Hacker News new | ask | show | jobs
by cyrusthegreat 1733 days ago
Hi everyone!

Over the years, I've found myself building hacky solutions to serve and manage my embeddings. I’m excited to share Embeddinghub, an open-source vector database for ML embeddings. It is built with four goals in mind:

Store embeddings durably and with high availability

Allow for approximate nearest neighbor operations

Enable other operations like partitioning, sub-indices, and averaging

Manage versioning, access control, and rollbacks painlessly

It's still in the early stages, and before we committed more dev time to it we wanted to get your feedback. Let us know what you think and what you'd like to see!
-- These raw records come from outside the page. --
PR #2350, opened 2023-09-13
Add SVC and Simulcast support for AV1 and VP9.

jallamsetty1:
Both Simulcast and SVC modes are supported for AV1 and VP9. The default mode for both of them is SVC and is enabled by default unless it is explicitly disabled from config.js.
```
videoQuality: {
      av1: {
            maxBitratesVideo: {
               low: 100000,
               standard: 300000,
               high: 1000000,
               ssHigh: 2500000
            },
            scalabilityModeEnabled: true,
            useSimulcast: false,
            useKSVC: true
        },
        h264: {
            maxBitratesVideo: {
                low: 200000,
                standard: 500000,
                high: 1500000,
                ssHigh: 2500000
            },
            scalabilityModeEnabled: true
        },
        vp8: {
            maxBitratesVideo: {
                low: 200000,
                standard: 500000,
                high: 1500000,
                ssHigh: 2500000
            },
            scalabilityModeEnabled: false
        },
        vp9: {
            maxBitratesVideo: {
                low: 100000,
                standard: 300000,
                high: 1200000,
                ssHigh: 2500000
            },
            scalabilityModeEnabled: true,
            useSimulcast: false,
            useKSVC: true
        }
}
```


jallamsetty1:
Depends on https://github.com/jitsi/jitsi-videobridge/pull/1998

modules/RTC/TPCUtils.js
```diff
@@ -1,25 +1,26 @@
...
 const SIM_LAYER_3_RID = '3';
+const VIDEO_CODECS = [ CodecMimeType.AV1, CodecMimeType.H264, CodecMimeType.VP8, CodecMimeType.VP9 ];
 
-export const HD_BITRATE = 2500000;
-export const HD_SCALE_FACTOR = 1;
-export const LD_SCALE_FACTOR = 4;
-export const SD_SCALE_FACTOR = 2;
+export const HD_SCALE_FACTOR = 1.0;
+export const LD_SCALE_FACTOR = 4.0;
+export const SD_SCALE_FACTOR = 2.0;
```
saghul, line 23: Doesn't it make sense to adjust these values when One enables 4K? Maybe it should be part of the config? I can see us wanting to use a scale factor of 6 in a Spot room configured for 4K for example.

modules/RTC/TPCUtils.js
```diff
@@ -345,15 +422,22 @@ export class TPCUtils {
...
      *
      * @param {JitsiLocalTrack} localVideoTrack The local video track.
+     * @param {CodecMimeType} codec - The codec currently in use.
      * @returns {Array<number>}
      */
-    calculateEncodingsBitrates(localVideoTrack) {
+    calculateEncodingsBitrates(localVideoTrack, codec) {
+        // SVC mode for VP9 and AV1 codecs.
+        if (this._isRunningInSvcMode(codec)) {
+            return [ this.codecSettings[codec].maxBitratesVideo.high, 0, 0 ];
```
saghul, line 431: Can this be called for a SS track? Shouldn't it be `ssHigh` in that case?

modules/RTC/TPCUtils.js
```diff
@@ -571,11 +670,90 @@ export class TPCUtils {
...
+     * @param {number} maxHeight - The height of the outgoing resolution that needs to be configured.
+     * @param {JitsiLocalTrack} localVideoTrack - The local video track.
+     * @returns {void>}
+     */
+    updateEncodingsScalabilityMode(encodings, codec, maxHeight, localVideoTrack) {
+        if (!this.codecSettings[codec].scalabilityModeEnabled) {
+            return;
+        }
+
+        // Configure L1T3 mode on each of the encodings when H.264 is the selected codec.
```
saghul, line 699: Why do we want that on every encoding? Does it make sense also for high layer?

modules/RTC/TPCUtils.js
```diff
@@ -571,11 +670,90 @@ export class TPCUtils {
...
+        const standardSimulcastEncodings = this._getVideoStreamEncodings(videoType, codec);
+        const codecBitrates = this.codecSettings[codec].maxBitratesVideo;
+
+        // Simulcast mode.
+        if (this.codecSettings[codec].useSimulcast) {
+            for (const encoding in encodings) {
+                if (encodings.hasOwnProperty(encoding)) {
+                    encodings[encoding].scaleResolutionDownBy
+                        = standardSimulcastEncodings[encoding].scaleResolutionDownBy;
+                    encodings[encoding].scalabilityMode = VideoEncoderScalabilityMode.L1T3;
```
saghul, line 718: Ditto.

modules/RTC/TPCUtils.js
```diff
@@ -571,11 +670,90 @@ export class TPCUtils {
...
+            }
+
+            return;
+        }
+
+        // SVC mode for desktop streams.
+        if (videoType === VideoType.DESKTOP) {
+            const lowFpsScreenshare = localVideoTrack.getVideoType() === VideoType.DESKTOP
+                && this.pc._capScreenshareBitrate
+                && !browser.isWebKitBased();
```
saghul, line 729: Can you pl leave a comment about what's special in WebKit?

modules/RTC/TraceablePeerConnection.js
```diff
@@ -693,11 +692,19 @@ TraceablePeerConnection.prototype.getAudioLevels = function(speakerList = []) {
 
 /**
  * Checks if the browser is currently doing true simulcast where in three different media streams are being sent to the
- * bridge. Currently this happens only when VP8 is the selected codec.
+ * bridge. Currently this happens always for VP8 and only simulcast is enabled for VP9/AV1/H264.
```
saghul, line 695: Nit: only IF simulcast ...

modules/RTC/TraceablePeerConnection.js
```diff
@@ -2481,17 +2488,20 @@ TraceablePeerConnection.prototype._setVp9MaxBitrates = function(description, isL
...
     const mLines = parsedSdp.media.filter(m => m.type === MediaType.VIDEO && m.direction !== direction);
+    const currentCodec = this.codecSettings.codecList[0];
+    const codecScalabilityModeSettings = this.tpcUtils.codecSettings[currentCodec];
 
     for (const mLine of mLines) {
-        if (this.codecSettings.codecList[0] === CodecMimeType.VP9) {
-            const bitrates = this.tpcUtils.videoBitrates.VP9 || this.tpcUtils.videoBitrates;
-            const hdBitrate = bitrates.high ? bitrates.high : HD_BITRATE;
-            const ssHdBitrate = bitrates.ssHigh ? bitrates.ssHigh : HD_BITRATE;
+        const isDoingKSvc = CodecMimeType.VP9 && !codecScalabilityModeSettings.scalabilityModeEnabled;
```
saghul, line 2495: What is ksvc?

modules/browser/BrowserCapabilities.js
```diff
@@ -226,6 +226,17 @@ export default class BrowserCapabilities extends BrowserDetection {
...
     }
 
+    /**
+     * Returns true if the browser supports the new Scalability Mode API for VP9/AV1 simulcast. H.264 simulcast will
+     * also be supported by the jvb for this version because the bridge is able to read the Dependency Descriptor RTP
+     * header extension to extract layers information for H.264 as well.
+     *
+     * @returns {boolean}
+     */
+    supportsScalabilityModeAPI() {
```
saghul, line 236: Can't this be detected at runtime somehow?

service/RTC/StandardVideoSettings.ts
```diff
@@ -0,0 +1,47 @@
+import browser from "../../modules/browser";
```
saghul, line 1: Style: use single quotes. Not sure why the linter didn't pick it up...

saghul (commented):
Left some comments!

service/RTC/VideoEncoderScalabilityMode.ts
```diff
@@ -0,0 +1,40 @@
...
+
+    /**
+     * L2T2 mode: 2-layer spatial and 3-layer temporal scalability encoding.
+     */
+    L2T3: 'L2T3',
+
+    /**
+     * L2T3_Key mode: 2-layer spatial and 3-layer temporal scalability K-SVC encoding.
+     */
+    L2T3_Key: 'L2T3_Key',
```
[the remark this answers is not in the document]
jallamsetty1: Good catch! It is a typo, will fix it.

modules/RTC/TPCUtils.js
```diff
@@ -80,32 +105,76 @@ export class TPCUtils {
...
-                maxBitrate: browser.isFirefox() ? this.encodingBitrates.low : maxVideoBitrate,
+                maxBitrate: browser.isFirefox() ? codecBitrates.low : maxVideoBitrate,
                 rid: SIM_LAYER_3_RID,
                 scaleResolutionDownBy: browser.isFirefox() ? LD_SCALE_FACTOR : HD_SCALE_FACTOR
             }
         ];
+
+        if (this.codecSettings[codec].scalabilityModeEnabled) {
+            // Configure all 3 encodings for the simulcast case.
+            if (this.codecSettings[codec].useSimulcast || codec === CodecMimeType.H264) {
```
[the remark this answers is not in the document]
jallamsetty1: While VP9 and AV1 support both Simulcast and SVC mode, H.264 supports only the simulcast mode when scalabilityMode is set and DD header is negotiated. I will add these details to the comments.

modules/RTC/TPCUtils.js
```diff
@@ -80,32 +105,76 @@ export class TPCUtils {
...
+    }
+
+    /**
+     * Returns a boolean indicating whether the video encoder is running in SVC mode.
+     *
+     * @param {CodecMimeType} codec
+     * @returns boolean
+     */
+    _isRunningInSvcMode(codec) {
+        return (codec === CodecMimeType.VP9 || codec === CodecMimeType.AV1)
```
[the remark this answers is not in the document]
jallamsetty1: I am not sure I understand your question. 
VP8 only supports simulcast, i.e., 3 streams of different resolutions and each stream is temporally scalable. 
VP9 and AV1 support true SVC mode where one stream is both temporally and spatially scalable. When this returns true, the client makes sure that only the first encoding is correctly configured depending on what resolution is being requested keep the other 2 encodings disabled always.

modules/RTC/TPCUtils.js
jallamsetty1: The bitrate for the first encoding is updated here - https://github.com/jitsi/lib-jitsi-meet/pull/2350/files#diff-6cd0aeb8cb1acbd0118edb9d36b059e32f1984192a2c012bf5d6db68f02ab71aR726
This line is here to ensure that the other 2 encodings have a max bitrate of 0 so that they are disabled all the time.

modules/RTC/TPCUtils.js
jallamsetty1: Yes, since H.264 supports only simulcast, we want all stream to be temporally scalable, even the stream with the highest resolution.

modules/RTC/TPCUtils.js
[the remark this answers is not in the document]
saghul: I mean to convey that a function called `_isRunningInSvcMode` might not be very clear since VP8 also does SVC, except only temporal, right?

How about `_isRunningInFullSvcMode` or `_isRunningInRealSvcMode` or `_isRunningInNonGmoSvcMode` ...

modules/RTC/TPCUtils.js
jallamsetty1: Yes even for VP9 and AV1, when we are doing true simulcast, we want all of the streams to be temporally scalable and hence we set the scalability mode to L1T3.

modules/RTC/TPCUtils.js
saghul: I don't think that is obvious at all from an API prespective... is there a way to unify the logic for all encodings?

modules/RTC/TraceablePeerConnection.js
jallamsetty1: K-SVC mode is the current mode VP9 is running in Chrome where we configure 3 different encodings like we would for simulcast but the browser only sends out 1 single stream that is temporally and spatially scalable.

modules/RTC/TPCUtils.js
jallamsetty1: Yes, but I would think we should address it in a different PR since its not related to this feature.

saghul: Makes sense!

modules/RTC/TPCUtils.js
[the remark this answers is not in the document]
jallamsetty1: Ok, got it. I will change it to `_isRunningInFullSvcMode`.

modules/RTC/TPCUtils.js
jallamsetty1: Ok sure.

modules/RTC/TPCUtils.js
```diff
@@ -34,19 +35,40 @@ export class TPCUtils {
...
-            high: HD_BITRATE,
-            ssHigh: HD_BITRATE
-        };
+        this.codecSettings = STANDARD_CODEC_SETTINGS;
+        const videoQualitySettings = this.pc.options?.videoQuality;
+
+        if (videoQualitySettings) {
+            for (const codec of VIDEO_CODECS) {
+                const bitrateSettings = videoQualitySettings[codec]?.maxBitratesVideo
+                    ?? videoQualitySettings[codec.toUpperCase()]?.maxBitratesVideo
```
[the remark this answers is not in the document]
jallamsetty1: I am trying to make sure that the code is case insensitive for the codec value in config.js. If we have them in upper case in the constant, then we need to check if the codec value is in lower case in config.js.

modules/browser/BrowserCapabilities.js
jallamsetty1: I am not sure if we want to enable it based on feature detection. I think its better to go with a version that we have tested and we know works as expected since its available in 113 onwards but there were bugs . WDYT?

saghul: Gotcha, makes sense!

modules/RTC/TPCUtils.js
```diff
@@ -34,19 +35,93 @@ export class TPCUtils {
      */
     constructor(peerconnection) {
         this.pc = peerconnection;
-        const bitrateSettings = this.pc.options?.videoQuality?.maxBitratesVideo;
-        const standardBitrates = {
-            low: LD_BITRATE,
-            standard: SD_BITRATE,
-            high: HD_BITRATE,
-            ssHigh: HD_BITRATE
+        this.codecSettings = STANDARD_CODEC_SETTINGS;
```
saghul, line 38: We need to clone the object here. Just by using the reference we'll be mutating the STANDARD_CODEC_SETTINGS object.

modules/RTC/TPCUtils.js
```diff
@@ -1,25 +1,26 @@
...
 const SIM_LAYER_1_RID = '1';
 const SIM_LAYER_2_RID = '2';
 const SIM_LAYER_3_RID = '3';
+const VIDEO_CODECS = [ CodecMimeType.AV1, CodecMimeType.H264, CodecMimeType.VP8, CodecMimeType.VP9 ];
 
-export const HD_BITRATE = 2500000;
-export const HD_SCALE_FACTOR = 1;
-export const LD_SCALE_FACTOR = 4;
-export const SD_SCALE_FACTOR = 2;
+export const HD_SCALE_FACTOR = 1.0;
```
saghul, line 21: Can you pl add a TODO comment here to revisit for 4k?

modules/RTC/TPCUtils.js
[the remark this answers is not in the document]
saghul: But in the same line you are indexing it both ways. It looks super weird.

modules/RTC/TPCUtils.js
```diff
@@ -34,19 +35,93 @@ export class TPCUtils {
...
-            ssHigh: HD_BITRATE
+        this.codecSettings = STANDARD_CODEC_SETTINGS;
+        const videoQualitySettings = this.pc.options?.videoQuality;
+
+        if (videoQualitySettings) {
+            for (const codec of VIDEO_CODECS) {
+                const bitrateSettings = videoQualitySettings[codec]?.maxBitratesVideo
+                    ?? videoQualitySettings[codec.toUpperCase()]?.maxBitratesVideo
+                    ?? (videoQualitySettings.maxBitratesVideo
+                        && (videoQualitySettings.maxBitratesVideo[codec]
```
saghul, line 46: Ditto.

modules/RTC/TPCUtils.js
```diff
@@ -34,19 +35,93 @@ export class TPCUtils {
...
+    _calculateActiveEncodingParamsForSvc(localVideoTrack, newHeight, codec) {
+        const codecBitrates = this.codecSettings[codec].maxBitratesVideo;
+        const localTrack = localVideoTrack.getTrack();
+        const { height } = localTrack.getSettings();
+        const desktopShareBitrate = this.pc.options?.videoQuality?.desktopBitrate || DESKTOP_SHARE_RATE;
+        const isScreenshare = localVideoTrack.getVideoType() === VideoType.DESKTOP;
+        const scalabilityMode = isScreenshare && this._isScreenshareBitrateCapped(localVideoTrack)
+
+            // The endpoint needs to send only 1 spatial layer with temporal scalability for low fps SS.
+            ? VideoEncoderScalabilityMode.L1T3
```
saghul, line 93: Please rewirte this to not use nested inline conditionals, it's very hard to read and easy to make mistakes.

modules/RTC/TPCUtils.js
```diff
@@ -34,19 +35,93 @@ export class TPCUtils {
...
+
+            // For camera and high fps screenshare, we need both spatial and temporal scalability.
+            : this.codecSettings[codec].useL3T3
+                ? VideoEncoderScalabilityMode.L3T3 : VideoEncoderScalabilityMode.L3T3_KEY;
+        const maxBitrate = isScreenshare
+            ? this._isScreenshareBitrateCapped(localVideoTrack) ? desktopShareBitrate : codecBitrates.ssHigh
```
saghul, line 99: Ditto.

modules/RTC/TPCUtils.js
```diff
@@ -34,19 +35,93 @@ export class TPCUtils {
...
-        // Check if the max. bitrates for video are specified through config.js videoQuality settings.
-        // Right now only VP8 bitrates are configured on the simulcast encodings, VP9 bitrates have to be
-        // configured on the SDP using b:AS line.
-        this.videoBitrates = bitrateSettings ?? standardBitrates;
-        this.encodingBitrates = this.videoBitrates.VP8 ?? this.videoBitrates;
+        if (newHeight >= height || newHeight === 0 || isScreenshare) {
+            return config;
+        }
+
+        if (newHeight >= height / SD_SCALE_FACTOR) {
```
saghul, line 113: Is no rounding necessary?

modules/RTC/TPCUtils.js
```diff
@@ -34,19 +35,93 @@ export class TPCUtils {
...
+            config.maxBitrate = codecBitrates.standard;
+            config.scalabilityMode = this.codecSettings[codec].useL3T3
+                ? VideoEncoderScalabilityMode.L2T3 : VideoEncoderScalabilityMode.L2T3_KEY;
```
saghul, line 116: Sorry I'm a bit out of my depth here, but why are we setting the mode to L2T3 or L2T3_KEY if useL**3**T3 is set?

modules/RTC/TPCUtils.js
```diff
@@ -80,37 +158,103 @@ export class TPCUtils {
...
-                maxBitrate: reversedEncodings ? this.encodingBitrates.low : maxVideoBitrate,
+                maxBitrate: reversedEncodings ? codecBitrates.low : maxVideoBitrate,
                 rid: SIM_LAYER_3_RID,
                 scaleResolutionDownBy: reversedEncodings ? LD_SCALE_FACTOR : HD_SCALE_FACTOR
             }
         ];
+
+        if (this.codecSettings[codec].scalabilityModeEnabled) {
+            // Configure all 3 encodings when simulcast is requested through config.js for AV1 and VP9 and for H.264
+            // always since that is the only supported mode when DD header extension is negotiated for H.264.
```
saghul, line 197: I see no check for the DD header extension negotiation here. What if someone with a new LJM connects to a bridge without that? Is that possible?

modules/RTC/TPCUtils.js
```diff
@@ -80,37 +158,103 @@ export class TPCUtils {
...
+     * the highest resolution stream is available always. Safari is an exception here since it does not send the
+     * desktop stream at all if only the high resolution stream is enabled.
+     *
+     * @param {JitsiLocalTrack} localVideoTrack - The local video track.
+     * @returns {boolean}
+     */
+    _isScreenshareBitrateCapped(localVideoTrack) {
+        return localVideoTrack.getVideoType() === VideoType.DESKTOP
+            && this.pc._capScreenshareBitrate
+            && !browser.isWebKitBased();
```
saghul, line 257: Why not WebKit? Can you pl add a comment explaining?

modules/RTC/TPCUtils.js
```diff
@@ -346,21 +490,25 @@ export class TPCUtils {
...
+     * Returns the calculates max bitrates that need to be configured on the stream encodings based on the video
      * type and other considerations associated with screenshare.
      *
      * @param {JitsiLocalTrack} localVideoTrack The local video track.
+     * @param {CodecMimeType} codec - The codec currently in use.
+     * @param {number} newHeight The resolution requested for the video track.
      * @returns {Array<number>}
      */
-    calculateEncodingsBitrates(localVideoTrack) {
+    calculateEncodingsBitrates(localVideoTrack, codec, newHeight) {
```
saghul, line 501: The previous function is ` calculateEncodingsActiveState(localVideoTrack, newHeight, codec) {` can we please settle on an order for coded and height and use it consistently?

modules/RTC/TPCUtils.spec.js
```diff
@@ -208,4 +202,605 @@ describe('TPCUtils', () => {
             }
         });
     });
+
+
+    describe('Test encodings when default settings are used for', () => {
```
saghul, line 207: ❤️

modules/RTC/TraceablePeerConnection.js
```diff
@@ -693,11 +692,19 @@ TraceablePeerConnection.prototype.getAudioLevels = function(speakerList = []) {
...
  * Checks if the browser is currently doing true simulcast where in three different media streams are being sent to the
- * bridge. Currently this happens only when VP8 is the selected codec.
+ * bridge. Currently this happens always for VP8 and only if simulcast is enabled for VP9/AV1/H264.
  * @returns {boolean}
  */
 TraceablePeerConnection.prototype.doesTrueSimulcast = function() {
-    return this.isSimulcastOn() && this.getConfiguredVideoCodec() === CodecMimeType.VP8;
+    const currentCodec = this.getConfiguredVideoCodec();
+    const codecScalabilityModeSettings = this.tpcUtils.codecSettings[currentCodec];
+    const runsInSimulcastMode = currentCodec === CodecMimeType.AV1 || currentCodec === CodecMimeType.VP9
```
saghul, line 701: I think I've seen a similar check elsewhere. Would it make sense to have some `SIMULCAST_MODE_CODECS` array and check fi the codec in question is in there?

modules/RTC/TraceablePeerConnection.js
```diff
@@ -693,11 +692,19 @@ TraceablePeerConnection.prototype.getAudioLevels = function(speakerList = []) {
...
+        ? codecScalabilityModeSettings.scalabilityModeEnabled && codecScalabilityModeSettings.useSimulcast
```
saghul, line 702: No nested ternary operator pl...

Note to self: I think there is an eslint rule for that...

service/RTC/StandardVideoSettings.ts
```diff
@@ -0,0 +1,47 @@
+import browser from '../../modules/browser';
+
+/**
+ * Standard scalability mode settings for different video codecs and the default bitrates.
+ */
+export const STANDARD_CODEC_SETTINGS = {
```
saghul, line 6: Maybe a simple way to avoid the codec casing stuff is to do:

```
const AV1_SETTINGS = { ... };
export const STANDARD_CODEC_SETTINGS = {
    av1: AV1_SETTINGS,
    AV1: AV1_SETTINGS,
    ...
}

```

saghul (commented):
Left some more comments, PTAL!

modules/RTC/TPCUtils.js
jallamsetty1: It has already been explained few lines above this :) https://github.com/jitsi/lib-jitsi-meet/pull/2350/files#diff-6cd0aeb8cb1acbd0118edb9d36b059e32f1984192a2c012bf5d6db68f02ab71aR248

modules/RTC/TPCUtils.js
jallamsetty1: Jonathan just discovered that DD header extension is negotiated whenever AV1 is offered by Jicofo. I am working on AV1-DD suppression logic (for VP8 and VP9) so I can add a check for that here. We decided not to merge this PR without the suppression logic since it affects scalability for VP8.

modules/RTC/TPCUtils.js
jallamsetty1: I am using useL3T3 in a broader sense, i.e., if L3T3 (and not L3T3_KEY) is used when full resolution is requested. If the highest layer needs to be suspended then the corresponding scalabilityMode for sending the SD stream would be L2T3 and not L2T3_KEY. I changed the config variable to `useL3T3Mode` if that helps.

saghul: Sorry, that didn't help :-) Since this translates into a setting that users can set in config.js we need a better name IMHO.

I cannot provide one because it's not 100% clear to me what it really does...

jallamsetty1: This setting is experimental until we figure out which mode is better for full SVC, `L3T3` or `L3T3_KEY`. For anyone actually interested in understanding the differences, I have the referenced the doc that explains the modes here https://github.com/jitsi/lib-jitsi-meet/pull/2350/files#diff-66113b9503c3b54c96306116bcd0c8e3bace7c11861d47f7f91887e0612ae491R3. I honestly can't think of a better name myself.

paweldomas: I may be missing something here, but maybe the config name should be about whether or not the K-SVC is used? for example `use_K_SVC` ?

Then:
```
config.scalabilityMode = this.codecSettings[codec].use_K_SVC
                ? VideoEncoderScalabilityMode.L2T3_KEY : VideoEncoderScalabilityMode.L2T3;
```

It seems in various places that the config is used to decide whether K-SVC is to be used or not, but currently it's meaning is the inversion of that.

paweldomas: In case having a default for the config is a problem, you can check for `undefined` to tell if the default of `true` in this case should be used.

jallamsetty1: We want to make K-SVC the default mode to be used unless its overridden through config.js. `use_K_SVC` makes sense and users will have to switch it to false in the config to try the other mode.

jallamsetty1: Done, renamed the setting and inverted the defaults.

modules/RTC/TPCUtils.js
```diff
@@ -345,44 +497,109 @@ export class TPCUtils {
...
+     * @returns {Array<VideoEncoderScalabilityMode> | undefined}
+     */
+    calculateEncodingsScalabilityMode(localVideoTrack, codec, maxHeight) {
+        if (!this.pc.isSpatialScalabilityOn() || !this.codecSettings[codec].scalabilityModeEnabled) {
+            return;
+        }
+
+        // Default modes for simulcast.
+        const scalabilityModes = [
+            VideoEncoderScalabilityMode.L1T3,
```
saghul, line 553: Is this value being the same intentional?

modules/RTC/TPCUtils.js
```diff
@@ -345,44 +497,109 @@ export class TPCUtils {
...
+     * and the codec in use.
+     *
+     * @param {JitsiLocalTrack} localVideoTrack The local video track.
+     * @param {CodecMimeType} codec - The codec currently in use.
+     * @param {number} maxHeight The resolution requested for the video track.
+     * @returns {number|undefined}
+     */
+    calculateEncodingsScaleFactor(localVideoTrack, codec, maxHeight) {
+        if (this.pc.isSpatialScalabilityOn() && this.isRunningInSimulcastMode(codec)) {
+            return;
```
saghul, line 584: Why not return 1?

modules/RTC/TPCUtils.js
```diff
@@ -396,6 +613,17 @@ export class TPCUtils {
...
 
+        // SVC mode for VP9 and AV1 codecs.
+        if (this._isRunningInFullSvcMode(codec)) {
+            const activeEncoding = parameters.encodings[0];
+
+            if (activeEncoding.active) {
+                return height / activeEncoding.scaleResolutionDownBy;
+            }
+
+            return null;
```
saghul, line 624: Why not make this 0?

modules/RTC/TraceablePeerConnection.js
```diff
@@ -339,6 +334,13 @@ export default function TraceablePeerConnection(
      */
     this._senderMaxHeights = new Map();
 
+    /**
+     * Flag indicating bridge support for AV1 codec. On the bridge connection, it is supported only when support for
+     * AV1 Dependency Descriptor header extensions is offered by Jicofo. H.264 simulcast is also possible when these
+     * header extensions are negotiated.
+     */
+    this._supportsAv1HeaderExts = false;
```
saghul, line 342: Wouldn't renaming this to `supportsDDHeaderExt` make more sense?

modules/RTC/TraceablePeerConnection.js
```diff
@@ -1722,6 +1730,61 @@ TraceablePeerConnection.prototype._mungeCodecOrder = function(description) {
...
+ * @returns {RTCSessionDescription} the munged description.
+ */
+TraceablePeerConnection.prototype._updateAv1DdHeaders = function(description) {
+    if (!browser.supportsScalabilityModeAPI()) {
+        return description;
+    }
+
+    const parsedSdp = transform.parse(description.sdp);
+    const mLines = parsedSdp.media.filter(m => m.type === MediaType.VIDEO);
+    const extUri = 'https://aomediacodec.github.io/av1-rtp-spec/#dependency-descriptor-rtp-header-extension';
```
saghul, line 1747: Maybe extract this to the top since it's a module level constant.

modules/RTC/TraceablePeerConnection.js
```diff
@@ -1722,6 +1730,61 @@ TraceablePeerConnection.prototype._mungeCodecOrder = function(description) {
...
+            const headerIndex = mLine.ext.findIndex(ext => ext.uri === extUri);
+            const shouldNegotiateHeaderExts = codec === CodecMimeType.AV1 || codec === CodecMimeType.H264;
+
+            if (!this._supportsAv1HeaderExts && headerIndex >= 0) {
+                this._supportsAv1HeaderExts = true;
+            }
+
+            if (this._supportsAv1HeaderExts && shouldNegotiateHeaderExts && headerIndex < 0) {
+                mLine.ext.push({
+                    value: 11,
```
saghul, line 1773: Why 11?

saghul (approved):
Amazing work! Left some nmon-blocking comments, which can be handled in subsequent PRs since I suppose we might need to tweak things a bit.

Also, is mobile ok with this change?

modules/RTC/TPCUtils.js
jallamsetty1: Yes for simulcast, each one of the simulcast streams will have temporal scalability only and hence L1T3.

jallamsetty1:
> Amazing work! Left some nmon-blocking comments, which can be handled in subsequent PRs since I suppose we might need to tweak things a bit.
> 
> Also, is mobile ok with this change?

Actually, thats a good idea. I will merge this and open a follow-up PR. I don't see many changes though. Yes, no issues with mobile.

saghul:
> > Amazing work! Left some nmon-blocking comments, which can be handled in subsequent PRs since I suppose we might need to tweak things a bit.
> 
> > 
> 
> > Also, is mobile ok with this change?
> 
> 
> 
> Actually, thats a good idea. I will merge this and open a follow-up PR. I don't see many changes though. Yes, no issues with mobile.

Let's go then! 🙌

modules/RTC/TPCUtils.js
jallamsetty1: Actually, this method returns null for cases when the send resolution cannot be determined. I think it makes sense to return null here.

modules/RTC/TraceablePeerConnection.js
jallamsetty1: 11 is the header ext id used by Jicofo/bridge for the DD RTP header extension. I have declared it as a variable now.

modules/xmpp/JingleSessionPC.js
```diff
@@ -403,23 +401,25 @@ export default class JingleSessionPC extends JingleSession {
         pcOptions.capScreenshareBitrate = false;
         pcOptions.codecSettings = options.codecSettings;
         pcOptions.enableInsertableStreams = options.enableInsertableStreams;
-        pcOptions.videoQuality = options.videoQuality;
+
+        if (options.videoQuality) {
```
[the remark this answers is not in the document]
jallamsetty1: This converts all the videoQuality key values to lowercase so that the code is case insensitive.

PR #2353, opened 2023-09-19
fix(ProxyConnectionPC) fake IQ acknowledgements

saghul:


saghul:
I think I caught the problem. The connection is all fake: https://github.com/jitsi/lib-jitsi-meet/blob/dda9ec120aad5a496dce47cc8762948b3b1a7411/modules/proxyconnection/ProxyConnectionPC.js#L170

Repo: https://github.com/featureform/embeddinghub

Docs: https://docs.featureform.com/

What's an Embedding? The Definitive Guide to Embeddings: https://www.featureform.com/post/the-definitive-guide-to-emb...

3 comments

In the "Definitive Guide to Embeddings", in the figure "An illustration of One Hot Encoding", the "One Hot Encoding" table doesn't make any sense whatsoever. Am I wrong?
no you're right ahahah wth are these
You are both right. I just realized this and would be embarrassed if I wasn’t laughing so hard. I gave an original drawing to our designer with the correct values and we didn’t inspect their final image. We’ll get this fixed, thanks for pointing this out and sorry for the confusion :)
Holy shit, this looks amazing!

I see you've got examples for NLP use cases in your docs. Can't wait to read them. Embeddings are a constant source of complexity when I'm trying to move certain operations to Lambda, this looks like it would speed the initializations up big time.

We're so glad to hear that! We'd love your feedback as we keep building. Please join our community on Slack: https://join.slack.com/t/featureform-community/shared_invite...
Curious about how your solution is different / better than nmslib which I've tried in the past?
We actually use HNSWLIB by NMSLIB on the backend. NMSLIB is solving the approximate nearest neighbor problem, not the storage problem. It’s not a database, it’s an index. We handle everything needed to turn their index into a full fledged database with a data science workflow around it (versioning, monitoring, etc.)
That's great. I've been very impressed by the performance of nmslib in my scenarios. I'll definitely check out eh - thanks for sharing!